The arithmetic-to-data-motion ratio \[\color{black}{N_{arith}/N_{data} = \frac{\tau_{add}+v_L}{3(\tau_{add}+v_L)}}\] and the total cycles sum \[\color{black}{N_{arith}+N_{data} = (\frac{\tau_{arith}+3\tau_{data}}{v_L}+4)n}\] are illuminating statistics, but they are not necessarily good predictions of performance.

Gaxpy versus Outer Product

Two algorithms that involve the same number of flops number of flops can have substantially different data motion properties. Consider the \(\color{black}{n}\)-by-\(\color{black}{n}\) gaxpy \[\color{black}{y = y + Ax}\] and the \(\color{black}{n}\)-by-\(\color{black}{n}\) outer product update \[\color{black}{A = A + yx^T}\]

Both of these level-2 operations involve \(\color{black}{2n^2}\) flops. However, if assume that \(\color{black}{n=v_L}\), then we can see that the gaxpy computation

r_x = x
r_y = y
for j = 1:n
    r_a = A(:,j)
    r_y = r_y + r_a * r_x(j)
end
y = r_y

requires \(\color{black}{(3+n)}\) load/store operations while for the outer product update

r_x = x
r_y = y
for j = 1:n
    r_a = A(:,j)
    r_a = r_a + r_y * r_x(j)
    A(:,j) = r_a
end

the corresponding count is \(\color{black}{(2+2n)}\). Thus, the data motion overhead for the outer product update is worse by a factor of 2, a reality that could that could be a factor in the design of a high-performance matrix computation.

The Relevance of Stride

The time is takes to load a vector into a vector register may depend greatly on how the vector is laid out in memory.
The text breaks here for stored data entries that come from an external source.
Issue #956, opened 2026-08-01
Epic: three auto-approve levels backed by deterministic groups, not prose


neuromechanist:
Auto-approve has one strictness setting expressed as prose, and the prose is not enforced. This epic replaces it with three named levels backed by deterministic groups.

## Why prose is the wrong mechanism, measured

From one machine's `remi.log`, **796 real evaluations**:

| outcome | count | mechanism |
|---|---|---|
| approve at 0ms | 244 | deterministic — allow patterns + permission groups |
| approve via LLM | 326 | 4B model reading the prompt |
| escalate | 226 | 4B model reading the prompt |
| deny | 0 | — |

The deterministic 244 are honored exactly, every time, at zero latency. The prose is not:

- **35 escalations explicitly cite the user guidance and escalate anyway** — "While the user guidance mentions approving [writes]... requires user judgment", "While the user guidance mentions approving git commands, it explicitly...". The model reads the override, restates it, and falls back to the defaults.
- **57 of 225 Bash escalations are plain writes**, against a config whose `instructions` say `Approve file edits or writes outside /tmp`.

Two concepts will help frame the issue. A vector is said to have unit stride if its components are contiguous in memory. A matrix is said to be stored in column-major order if its columns have unit stride.
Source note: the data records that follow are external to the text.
PR #960, opened 2026-08-01
feat: fs-write and vcs-write permission groups (#959)

### LINKED ISSUE #959: Phase 2: fs-write, vcs-write and net-read groups (per-group veto profiles)
Phase 2 of #956, unblocked by #957. Adds the first write-side permission groups, so the permissive half of a policy becomes deterministic group membership instead of prose a 4B model half-honors.

## Design

`PermissionGroup` gains per-group veto profiles, passed to `matchCoveredCommand`'s `vetoForMatched` (#957). Read groups keep today's blanket `MUTATION_TOKEN` predicate unchanged.

| group | covers | excluded |
|---|---|---|
| `fs-write` | `mkdir`, `touch`, `tee`, `cp`, `mv`; `Write`/`Edit`/`NotebookEdit` tools | `rm`, `rmdir`, `truncate`, `dd`, `shred`, `chmod`, `chown` |
| `vcs-write` | `git add`, `git commit`, `git checkout`, `git switch`, `git merge`, `git stash push`, `git worktree add` | `git push`, `git rm`, `git reset --hard`, `git clean`, `git branch -D`, `git worktree remove`, any `--force`/`-f` |
| `net-read` | `curl`/`wget` with no method or upload flag; `gh api` with a bare GET path | `-X`/`--method`, `-d`/`--data*`/`-F`/`--form`/`-T`/`--upload-file`, `-o`/`-O`/`--output`, `-K`/`--config` |

`rm` and package installs are in **no** group at any level, per #956.

## Two hazards the epic sketch did not cover

Both found while working the design out, both need handling in this phase rather than later.

### 1. A write group with no destination guard

`cp evil /etc/hosts`, `touch /etc/x`, `tee ~/.ssh/authorized_keys` all satisfy an `fs-write` prefix. Curated read prefixes never needed a path check because reading `/etc` is harmless; writing it is not.

Adding a shared sensitive-destination veto applying to every write-side group:

- system trees: `/etc`, `/usr`, `/bin`, `/sbin`, `/var`, `/opt`, `/System`, `/Library`, `/private/etc`
- credentials: `~/.ssh`, `~/.aws`, `~/.gnupg`, `id_rsa`/`id_ed25519`, `.env`, `credentials`
- **config that governs this very mechanism**: `~/.claude`, `~/.remi`. A write group that lets Claude rewrite `~/.remi/config.toml` can widen its own permissions; that has to be closed in the same change that opens the group.
- `.git/` internals: writing `.git/hooks/pre-commit` is arbitrary code execution on the next commit, which `vcs-write` then auto-approves.

### 2. Tool matches do no input inspection at all

`matchGroups`' tool path matches a bare tool name and never looks at `tool_input` (`permission-groups.ts`). Correct for `Read`/`Glob`/`Grep`. For `Write`/`Edit` it means the group approves a write to **any path**, including every path in the list above.

So `PermissionGroup.tools` needs a per-group input guard, not just a name list. Same sensitive-path predicate, applied to `file_path`/`notebook_path`.

## Acceptance

- [ ] per-group veto profiles wired through `vetoForMatched`; read groups byte-for-byte unchanged
- [ ] each new group has an **exclusion test** asserting what it must NOT cover — the exclusion tables above are tests, not comments
- [ ] sensitive-destination veto covers both the Bash and tool paths, with `~/.remi` and `~/.claude` explicitly among them
- [ ] `.git/` writes refused by `fs-write`
- [ ] no `level` config yet (phase 3) — groups are opt-in via existing `approve_groups`, so **default behavior is unchanged by this PR**
- [ ] mutation-proven: neutering each veto profile turns tests red

neuromechanist:
Closes #959. Phase 2 of #956, unblocked by #957.

**Default behavior is unchanged.** The new groups are opt-in via the existing `approve_groups`; the shipped default stays `["read-only", "vcs-read", "build-test"]`. The `level` preset that turns them on is phase 3.

## Why

Measured on a real machine, 796 evaluations: the 244 deterministic 0ms approvals are honored exactly, every time. The prose is not -- 35 escalations explicitly cite the user's guidance and escalate anyway, and 57 are plain writes against a config whose `instructions` say to approve them. All three existing groups are read-side, so the permissive half of any policy could only ever be prose to a 4B model.

## What ships

| group | covers | excluded |
|---|---|---|
| `fs-write` | `mkdir`, `touch`, `tee`, `cp`, `mv`; `Write`/`Edit`/`NotebookEdit` | `rm`, `rmdir`, `truncate`, `dd`, `shred`, `chmod`, `chown` |
| `vcs-write` | `git add`, `git commit`, `git checkout`, `git switch`, `git merge`, `git stash push`, `git worktree add` | `git push`, `git rm`, `git reset`, `git clean`, `git branch -D`, `git worktree remove` |

`PermissionGroup` gains `segmentVeto` (per-group Bash veto, via #957's `vetoForMatched`) and `toolVeto` (tool-input inspection). A group declaring neither gets the historical read profile, so the three read groups are byte-for-byte unchanged.

**`net-read` was designed for this PR and CUT before merge** -- see "Three review rounds" below and #961.

## Three hazards not in the epic sketch

**1. A write group with no destination guard.** `cp evil /etc/hosts` satisfies an ordinary `fs-write` prefix. Read groups never needed a path axis because reading `/etc` is harmless. New `sensitive-paths.ts` refuses system trees, credentials, `.git/` + `~/.gitconfig`, `.github/`, and `~/.remi` + `~/.claude`.

That last pair is a different hazard in kind: `~/.remi/config.toml` holds `[auto_approve]` itself, so a write group covering it lets an auto-approved edit widen what is auto-approved next.

**2. Tool matches did no input inspection at all.** `matchGroups`' tool path matched a bare tool name and never read `tool_input`. Correct for `Read`; for `Write` it would approve every path above.

**3. The build surface composes with a DEFAULT-ON group.** `bun run typecheck` is a `build-test` prefix and `build-test` ships enabled, so `fs-write` alone would let an auto-approved edit to `package.json` scripts inject a payload that an already-auto-approved build command executes. `BUILD_SURFACE` closes it. The general rule: **a write group must not be able to write anything that any enabled group later runs.**

## Three review rounds, ten confirmed bypasses

Each round found the previous fix's blind spot. Every one was reproduced against the branch before being fixed, and cross-checked against real `bash -c printf` argv where shell semantics were in question.

**Round 1 (six Critical):** case-sensitive path matching on a case-insensitive filesystem (`/ETC/hosts`); `wget <url>` writing by default; getopt bundling and attached values (`curl -XPOST`, `cp -rf`); `..` traversal escaping the system-tree check; `~/.gitconfig` reaching `.git/hooks`-equivalent execution; the build-surface chain above.

**Between rounds (one, self-found):** `curl -1o out.txt` -- a digit flag ended the short-cluster scan before `-o` was seen.

**Round 2 (three Critical, one root cause):** no shell quote or escape removal anywhere. `curl -"o" out.txt`, `curl --o\utput`, `cp evil /et"c"/cron.d/task`, `tee ~/."remi"/config.toml`, `git checkout "."` -- three vetoes, three hand-rolled quote handlers, three different wrong answers.

Fixed with **one primitive rather than three patches**: `shellWords()` in `shell-safety.ts` performs real quote and escape removal, and all three consumers run against tokenized words. Verified against bash on every shape.

## Why net-read was cut

Five of the ten bypasses were curl's. `curl` has roughly two hundred flags and the policy was assembled from memory; each round closed one gap and exposed another. On the measured machine curl was **28 of 226 escalations**, and the cost of escalating one is a single tap -- against an arbitrary local file write approved with no LLM in the loop and no card shown.

`fs-write` (57 escalations) and `vcs-write` (23) carry more benefit with small, enumerable flag surfaces. The `curl`/`gh api` flag policies are **deleted**, not left dormant, so nothing implies a coverage that does not exist, and a `no network group` test block asserts the absence. Re-adding means deleting a test. Tracked in **#961**, with the requirement that the policy be derived from `man curl` rather than remembered.

## Known, deliberate, filed

`git switch -c newbranch` escalates despite `-c` being listed safe: `EXEC_SCOPED_VETOES` refuses any standalone `-c` on a git segment (it exists for `git -c core.hooksPath=`, and cannot distinguish the two). Fails closed. Documented at the code and filed as **#962** rather than re-scoping an exec-primitive veto inside a PR that just finished shrinking its attack surface.

## Tests

+120 tests. Every group has coverage and exclusion blocks -- the exclusion tables are tests, not comments. New `shell-words.test.ts` pins the tokenizer against bash's actual behavior including malformed input degrading rather than throwing (it runs on the 0ms path).

Each block asserts its over-block boundary too: safe short flags still bundle (`cp -rp`, `git commit -am`, `git add -Au`), ordinary ascending paths still work (`git worktree add ../sibling`), quoted arguments still work (`git commit -m "fix: thing"`), `.gitignore`/`envelope.ts`/a project-root `CLAUDE.md` are still ordinary, and plain source files are still covered.

Mutation-proven, each defence independently:
- flag allowlist disabled -> 34 fail
- case folding removed -> 10 fail
- `..` resolution removed -> 1 fail
- build-surface list ignored -> 8 fail
- `shellWords` reverted to a naive whitespace split -> 19 fail
- digit-flag scan reverted to break-on-non-letter -> 1 fail
- restored -> all green

`bun run typecheck` clean, biome clean, **429 pass** across six suites.

### DIFF
--- a/CHANGELOG.md
+++ b/CHANGELOG.md
@@ -101,6 +101,22 @@ All notable changes to Remi are documented here.
   newly-registered events as unregistered.
 
 ### Fixed
+- **Quoted flags no longer slip past the permission-group vetoes** (#959). The
+  curated group matcher tested flags and paths against the RAW command text,
+  but the shell removes quotes and escapes before the program ever sees them,
+  so one embedded quote defeated the check. This was live on the groups that
+  ship ENABLED BY DEFAULT: `git diff --"output"=f` (writes a file),
+  `biome check --"write"` (mutates source) and `sed -n -"i" x` (in-place edit)
+  were all approved with no LLM call and no question card, while their
+  identical unquoted forms were correctly refused. A new `shellWords()`
+  (`auto-approve/shell-safety.ts`) performs real quote and escape removal --
+  including `$'...'` and `$"..."`, and the backslash form `--o\utput` that
+  needs no quotes at all -- and every veto now runs against tokenized words.
+  The read-group check consults the reconstructed word list IN ADDITION to the
+  raw text, so it can only ever add a refusal, never remove one; no command
+  that was previously refused becomes allowed. Found in the third adversarial
+  review round on #960, which also confirmed the same flaw on the new
+  write-side groups before they shipped.
 - **An auto-approve `deny` that matches no DENY FLOOR pattern is now escalated
   to you instead of silently blocking the command** (#953). `prompt-builder.ts`
   has always said "DENY IS RARE: deny ONLY operations in the DENY FLOOR... For
--- a/packages/daemon/src/auto-approve/permission-groups.ts
+++ b/packages/daemon/src/auto-approve/permission-groups.ts
@@ -249,24 +249,6 @@ export const BUILTIN_GROUPS: Readonly<Record<string, PermissionGroup>> = {
     ],
     segmentVeto: writeGroupVeto,
   },
-  'net-read': {
-    tools: [],
-    commands: [
-      'curl',
-      'gh api',
-      // GET-shaped only: `write-flag-safety.ts` allowlists curl's safe short
-      // flags, so every method flag, upload/data flag, `-o`/`-O`/`-D`/`-c`
-      // (writes a local file) and `-K` (reads a config file that can carry
-      // any option at all) is refused however it is spelled -- bundled,
-      // attached, or standalone.
-      //
-      // `wget` is deliberately ABSENT (#960 review). Unlike curl, which
-      // streams to stdout, bare `wget <url>` WRITES the response body to a
-      // file in the cwd. There is no read-only default form to curate, so
-      // the whole command belongs to the LLM.
-    ],
-    segmentVeto: writeGroupVeto,
-  },
 };
 
 /**
--- a/packages/daemon/src/auto-approve/permission-groups.ts
+++ b/packages/daemon/src/auto-approve/permission-groups.ts
@@ -27,13 +27,102 @@
  * user allow list uses the same primitives (#536).
  */
 
+import { isSensitiveWritePath, segmentTouchesSensitivePath } from './sensitive-paths.ts';
 import { matchCoveredCommand } from './shell-safety.ts';
+
+/**
+ * Flags that turn a write-side command into something the group never meant
+ * to grant (#959). Read groups do not need this — their blanket
+ * `MUTATION_TOKEN` already refuses anything mutating — but a write group has
+ * to name its own boundary, because "this command writes" is the premise
+ * rather than the alarm.
+ */
+const WRITE_GROUP_VETOES: ReadonlyArray<{ family: RegExp; flag: RegExp }> = [
+  // `cp`/`mv` clobbering, and `mv` over an existing path is a delete in
+  // disguise. `-n` (no-clobber) is the safe form and is deliberately allowed.
+  { family: /^(cp|mv)\b/, flag: /(^|\s)(-f|--force)(\s|=|$)/ },
+  // `git checkout .` / `git checkout -- .` / `git restore` DISCARD uncommitted
+  // work irreversibly. The branch-switch forms are what `vcs-write` is for.
+  { family: /^git\s+(checkout|switch)\b/, flag: /(^|\s)(-f|--force|--discard-changes|--)(\s|$)/ },
+  { family: /^git\s+checkout\b/, flag: /(^|\s)\.(\s|$)/ },
+  // Any force-push shape, and the history-rewriting resets.
+  { family: /^git\b/, flag: /(^|\s)(-f|--force|--force-with-lease|--hard|-D)(\s|=|$)/ },
+  // `git commit --no-verify` skips the repo's own hooks, which is a review
+  // gate the user may be relying on.
+  { family: /^git\s+commit\b/, flag: /(^|\s)(--no-verify|-n)(\s|=|$)/ },
+  // curl/wget: anything that MUTATES the remote or writes a local file.
+  {
+    family: /^(curl|wget)\b/,
+    flag: /(^|\s)(-X|--method|-d|--data|--data-\S+|-F|--form|-T|--upload-file|--post\S*|-o|--output|-O|--remote-name|-K|--config)(\s|=|$)/,
+  },
+  // `gh api` is a GET only while it carries no method and no field flags.
+  {
+    family: /^gh\s+api\b/,
+    flag: /(^|\s)(-X|--method|-f|--field|-F|--raw-field|--input)(\s|=|$)/,
+  },
+];
+
+/** True if a write-group veto flag applies to this segment. */
+function hasWriteGroupVeto(segment: string): boolean {
+  for (const { family, flag } of WRITE_GROUP_VETOES) {
+    if (family.test(segment) && flag.test(segment)) return true;
+  }
+  return false;
+}
+
+/**
+ * The veto profile every write-side group shares: the flag boundaries above,
+ * plus the sensitive-destination axis a read group never needed
+ * (`sensitive-paths.ts`).
+ */
+function writeGroupVeto(segment: string): boolean {
+  return hasWriteGroupVeto(segment) || segmentTouchesSensitivePath(segment);
+}
 
 export interface PermissionGroup {
   /** Bare tool names this group approves (e.g. "Read", "Glob"). */
   readonly tools: readonly string[];
-  /** Curated read-only Bash command prefixes (word-boundary prefix match). */
+  /** Curated Bash command prefixes (word-boundary prefix match). */
   readonly commands: readonly string[];
+  /**
+   * Extra veto for a Bash segment this group's prefix matched (#959).
+   *
+   * Absent means the READ profile: the blanket `MUTATION_TOKEN` +
+   * `hasScopedVeto` predicate every group used before write groups existed.
+   * A write group MUST supply its own, because the read profile rejects
+   * `--output`/`--write`/`-delete`-class tokens outright and would therefore
+   * veto every write prefix by construction.
+   *
+   * Supplying one does NOT buy past `hasShellControl` or `hasExecPrimitive`:
+   * those run in `matchCoveredCommand` regardless, and are about the segment
+   * being a DIFFERENT command rather than about mutation.
+   */
+  readonly segmentVeto?: (segment: string) => boolean;
+  /**
+   * Extra veto for a TOOL match this group covers (#959). Absent means no
+   * input inspection at all, which is the historical behavior and is correct
+   * for read tools — `Read` is safe whatever `file_path` says.
+   *
+   * A write tool is the opposite: `Write` to `~/.remi/config.toml` or
+   * `.git/hooks/pre-commit` is exactly the case a bare tool-name match would
+   * wave through. Any group listing a mutating tool must supply this.
+   */
+  readonly toolVeto?: (toolName: string, toolInput: Record<string, unknown>) => boolean;
+}
+
+/**
+ * Tool-input keys that name a destination on the mutating tools. `Write`,
+ * `Edit` and `NotebookEdit` all carry exactly one of these.
+ */
+const TOOL_PATH_KEYS: readonly string[] = ['file_path', 'notebook_path', 'path'];
+
+/** Refuse a mutating tool call whose destination is sensitive (#959). */
+function vetoSensitiveToolPath(_toolName: string, toolInput: Record<string, unknown>): boolean {
+  for (const key of TOOL_PATH_KEYS) {
+    const value = toolInput[key];
+    if (typeof value === 'string' && isSensitiveWritePath(value)) return true;
+  }
+  return false;
 }
 
 export const BUILTIN_GROUPS: Readonly<Record<string, PermissionGroup>> = {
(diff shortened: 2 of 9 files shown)


neuromechanist:
All six Critical findings confirmed and fixed. I independently reproduced every one against the PR branch before touching anything -- **19/19 reproduced exactly as reported**, so none of this was over-called.

The worst one deserves naming, because it is worse than the review's severity label suggests and I had not seen it: **`package.json` needs no second opt-in.** `bun run typecheck` is a `build-test` prefix, and `build-test` ships **enabled by default**. So `fs-write` alone -- one group -- plus a default group already on gives arbitrary code execution from two individually-approved steps. My PR body called out exactly this hazard shape for `vcs-write` + `.git/` while leaving the cheaper version of it wide open.

## Fixes

**1. Case sensitivity.** macOS's filesystem is case-insensitive; `/ETC/hosts`, `~/.REMI/config.toml` and `.GIT/hooks/pre-commit` bypassed every rule. All matching is now done on a lowercased path, with every comparison list authored in lowercase.

**2. `wget` writes by default.** Dropped from `net-read` entirely. Unlike curl, bare `wget <url>` writes the body to a file in the cwd -- there is no read-only default form to curate. My own test had enshrined this as intended behavior, which is the more embarrassing half.

**3. getopt bundling and attached values.** This needed a rewrite, not a patch: regex-over-raw-text cannot express `-XPOST` (attached) or `-sSfLo out.txt` (bundled). New `write-flag-safety.ts` tokenizes the segment (quote-aware) and walks each short-option cluster letter by letter, stopping at the first non-letter since everything after is an attached value.

It **allowlists** safe short flags per family rather than denylisting dangerous ones -- an open set where anything forgotten fails open. Cost is false negatives (`git add -n`, a harmless dry run, now escalates); that is the correct direction. Long options match in both prefix directions, so `--forc` and `--force-with-lease` are both caught by the `--force` entry. `-D`, `-c`, `--trace` are covered by construction now rather than by enumeration.

**4. `..` traversal.** `resolveDotDot` runs before the system-tree prefix check. Deliberately **not** a blanket refusal of `..` -- `git worktree add ../sibling` is ordinary, and my first attempt at this did break it. Only the landing destination matters.

**5. `~/.gitconfig`.** Added, with `.gitmodules`. You are right that `shell-safety.ts` already vetoing `git -c core.hooksPath=` shows the risk was understood; the persistent file achieving the same thing was simply missed.

**6. Build surface.** New `BUILD_SURFACE` list (`package.json`, lockfiles, `tsconfig.json`, `biome.json`, `Makefile`, `pyproject.toml`, `bunfig.toml`, ...) plus `.github` as a sensitive segment. Documented with the general rule it encodes: **a write group must not be able to write anything that any enabled group later runs.**

## On the two Important/Moderate items

- **Long-option abbreviation** -- fixed as part of #3 rather than separately; regression tests cover `--no-verif` and `--forc`.
- **Symlinks** -- you are right that a lexical check cannot see them, and right that the module doc did not say so. Now stated explicitly at `resolveDotDot`. Not otherwise addressed: resolving symlinks means a filesystem stat at match time on a path that may not exist yet, and TOCTOU makes the result advisory anyway. Worth its own issue if you disagree.
- **`mkdir --mode=0777`** -- creates a new empty directory only, no overwrite; left alone deliberately.
- **Doc accuracy** -- config template and module docs rewritten to describe what now ships.

## Tests

+59 regression tests, one block per bug **class** rather than per instance (you were right that the classes were never conceived of, so nothing exercised them). Each includes the over-block boundary: safe short flags still bundle (`curl -sSL`, `cp -rp`, `git commit -am`), ordinary ascending paths still work, ordinary source files are still covered.

Mutation-proven:
- flag allowlist disabled -> 34 fail
- case folding removed -> 10 fail
- `..` resolution removed -> 1 fail (only the absolute-embedded case depends on it; the relative forms are caught by the segment scan)
- build-surface list ignored -> 8 fail
- restored -> 273 pass

`bun run typecheck` clean, biome clean, 422 pass across the five suites.

On your residual risk about the 17-vs-19 mutation count: you were reading a different suite subset than I was. Counts above are all from the two files this PR touches.

neuromechanist:
All three Critical findings confirmed and fixed, and the root-cause diagnosis was exactly right. I reproduced every payload against the branch and cross-checked each one with `bash -c 'printf "[%s]"'` before touching anything.

The `~/."remi"/config.toml` case is the one that stings: it resolves to `/Users/yahya/.remi/config.toml`, so remi was auto-approving a write to its own `[auto_approve]` config -- the exact privilege-escalation loop `sensitive-paths.ts` was written to close, defeated by one quote character.

## The fix is the one you prescribed

Not three patches. One primitive: `shellWords()` in `shell-safety.ts`, performing real quote and escape removal -- adjacent quoted/unquoted/escaped spans concatenate into one word, the way the shell does it. All three consumers now run against tokenized words instead of raw text:

- `write-flag-safety.ts` -- `flagTokens` deleted, replaced by `shellWords`
- `sensitive-paths.ts` -- `segmentTouchesSensitivePath`'s bare `split(/\s+/)` replaced
- `permission-groups.ts` -- the positional veto is now a word comparison, not `/(^|\s)\.(\s|$)/`

Verified against real bash on every shape: `-"o"` -> `[-o]`, `-sS"o"` -> `[-sSo]`, `--"output"` -> `[--output]`, `--o\utput` -> `[--output]`, `a"b"c` -> `[abc]`. All ten of your payloads now return null; the ordinary quoted forms (`git commit -m "fix: thing"`, `cp "src/a b.ts" "src/c d.ts"`) still match.

`isSensitiveWritePath` additionally strips quotes and backslashes anywhere, not just at the ends. The Bash path no longer feeds it quotes, but a predicate that returns false for `/et"c"/hosts` is too sharp an edge to leave on something other code may call directly. It can only make the check match more.

## Also fixed, found by me between your two reviews

`curl -1o out.txt` was approved. `curl -1` is TLSv1 and `-4` is IPv4, so a cluster can begin with a non-letter -- and my scan treated the first non-letter as the start of an attached value and stopped, never seeing the `o`. Now non-letters are skipped rather than ending the scan. Fixed in `cacb46a`, which is why your Suggestion about the stale "stops at the first non-letter" text was correct: that comment described the pre-`cacb46a` behavior. Corrected here.

## On the `-c` finding

You are right that it is dead weight and that the comment overstates it. `EXEC_SCOPED_VETOES` blocks any git segment with a standalone `-c` regardless of subcommand, so `git switch -c newbranch` escalates today despite the comment saying it is supported. I have left the behavior alone (it fails closed) and will file the scoping question separately rather than widen an exec veto in a PR that already has this much surface. Your Low finding about `git add -uc` not being caught by that regex is the same issue and belongs with it.

## Tests

New `shell-words.test.ts` (17 tests) pins the tokenizer against bash's actual behavior, including malformed input degrading rather than throwing -- it runs on the 0ms path. Plus a smuggling block in `permission-groups.test.ts` covering all three surfaces, with the over-block boundary asserted alongside.

Mutation-proven: reverting `shellWords` to a naive whitespace split -> **19 fail**; restored -> 306 pass. That is the test the previous rounds lacked, and you were right that `grep -i quote` over the suite returned nothing.

455 pass across six suites, typecheck and biome clean.

## Standing back

Three review rounds, ten confirmed bypasses, and each round found the previous fix's blind spot. That is a real signal about this approach's difficulty, not just about these bugs. My read: `fs-write` and `vcs-write` carry the measured benefit (57 write escalations, 23 git ones on a real machine) with small, enumerable flag surfaces. `net-read` is where most of the remaining risk lives -- `curl` has ~200 flags and I am allowlisting from memory -- for the smallest benefit (28 escalations, and curl escalating costs one tap).

If a third round finds anything further in `net-read`, I would rather cut it from this PR than keep patching it.

neuromechanist:
All three findings confirmed and fixed. Finding 3 turned out broader than reported, and it is the most important thing in this round.

## Critical: `$"..."` locale quoting

Confirmed against real bash on all five payloads. `bash` strips both the `$` and the quotes, so `$"--force"` IS `--force`; leaving the `$` attached broke every check asking whether a word starts with `-` or equals `.`, which is the entire flag allowlist plus the positional veto.

Added a `$"` case to `shellWords` mirroring the double-quote branch and consuming the `$`, exactly as you prescribed. All five now refuse; `git commit -m $"fix: the thing"` still matches.

## Important: four curl cases passing for the wrong reason

You are right, and your mutation proof was the convincing part -- they stayed green with `hasUnsafeWriteFlag` returning false unconditionally. I applied the curl-removal rewrite to the getopt and wget blocks and missed this one. Deleted; the adjacent `cp -"f"` / `git checkout -"f"` / `git checkout --"force"` cases already cover the intent through prefixes that exist.

## Residual risk, promoted: the READ groups had the same flaw, and they ship ON

You flagged this as out of scope because it predates the PR. I have fixed it here anyway, because "not a regression" and "not live" are different things, and this is live on every install. It is also broader than the one case you cited -- three, not one:

```
git diff --"output"=f   -> vcs-read:git diff      (writes a file)
biome check --"write"   -> build-test:biome check (mutates source)
sed -n -"i" x           -> read-only:sed -n       (in-place edit)
```

All approved at 0ms, no LLM, no card, on default config. Every unquoted form was correctly refused, which is exactly why nobody noticed.

Shipping a PR that fixes this class on the opt-in write side while leaving it live on the default read side was not defensible. `readSegmentVeto` now consults the reconstructed word list **in addition to** the raw text, so it can only ever add a refusal -- no previously-refused command becomes allowed, and the read groups' coverage is unchanged except for closing these.

**This does change the "read groups are byte-for-byte unchanged" claim that has held through three rounds.** Stating it plainly rather than letting it slide: they are now strictly tighter. That was a proxy for "no regression", and a security tightening is not one. CHANGELOG entry added under `[Unreleased] > Fixed`, since it changes default behavior.

## On the two you correctly declined to escalate

- **Backslash-newline continuation** -- agreed and verified: `splitCompound` hard-splits on unquoted newlines before `shellWords` ever runs, so it is unreachable through all three call sites. Left alone; not adding a speculative case to a module this PR has already rewritten twice.
- **`shellWords` doc claim** -- fair. It says bash semantics and is not bash. Left as-is for now given the above, and worth a caveat if anything ever calls it on unsplit text.

## Tests

+13, two blocks: the `$"..."` class and the read-group class, each with its over-block boundary (`grep "some pattern" file`, `git log --grep="fix: thing"`, `git show 'HEAD~1'` all still match).

Mutation-proven:
- `$"` case removed -> 7 fail
- read-side unquoted recheck removed -> 5 fail
- restored -> 241 pass

453 pass across six suites, typecheck and biome clean.

Eleven confirmed bypasses across four rounds now, three of which I found myself. The ones that stuck were always the fixes that replaced a class of check rather than an instance.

Let us consider the matrix multiplication update calculation \[\color{black}{C = C + AB}\] where it is assumed that the matrices \(\color{black}{C \in R^{m \times n}, A \in R^{m \times r}}\) and \(\color{black}{B \in R^{r \times n}}\) are stored in column-major order. Suppose the loading of a non-unit-stride vector. If so, then the implementation

for j=1:n
    for k=1:r
        C(:,j) = C(:,j) + A(:,k)*B(k,j)
    end
end

which accesses \(\color{black}{C,A,}\) and \(\color{black}{B}\) by column would be preferred to

for i=1:m
    for j=1:n
        C(i,j) = C(i,j) + A(i,:)*B(:,j)
    end
end

which accesses \(\color{black}{C}\) and \(\color{black}{A}\) by row. While this example points to the possible importance of stride, it is important to keep in the mind that the penalty for non-unit-stride access varies from system to system and may depend upon the value of the stride itself.

Blocking for Data Reuse

Matrices reside in memory but memory has levels. The cache is a relatively small high-speed memory unit that sits just below the functional units where the arithmetic is carried out. During a matrix computation, matrix elements move up and down the memory hierarchy. The cache, which is a small heigh-speed memory situated in between the functional units and main memory, plays a particularity critical role. The overall design of the hierarchy varies from system to system. However, two maxims always apply:

The efficient implementation of a matrix algorithm requires an ability to reason about the flow of data between the various levels of storage.

To develop an appreciation for cache utilization we can consider the update \(\color{black}{C=C+AB}\) where each matrix is \(\color{black}{n}\)-by-\(\color{black}{n}\) and blocked in the same way.

Assume that these three matrices reside in main memory and that we plan to update \(\color{black}{C}\) block by block: \[\color{black}{C_{ij} = C_{ij} + \Sigma_{k=1}^pA_{ik}B{kj}}\]

The data in the blocks must be brought up to the functional units via the cache which we assume is large enough to hold a C-block, an A-block, and a B-block. This enables to structure the computation as follows:

for i=1:q
    for j=1:r
        % Load C_ij from main memory into cache
        for k=1:p
            % Load A_ik from main memory into cache
            % Load B_kj from main memory into cache
            C_ij = C_ij + A_ik * B_kj
        end
        % Store C_ij in main memory
    end
end

Because blocking affects the amount of memory traffic in a matrix computation, it is of paramount importance when designing a high-performance implementation. Data structures are also important; storing a matrix by block rather than in column-major order could enhance performance.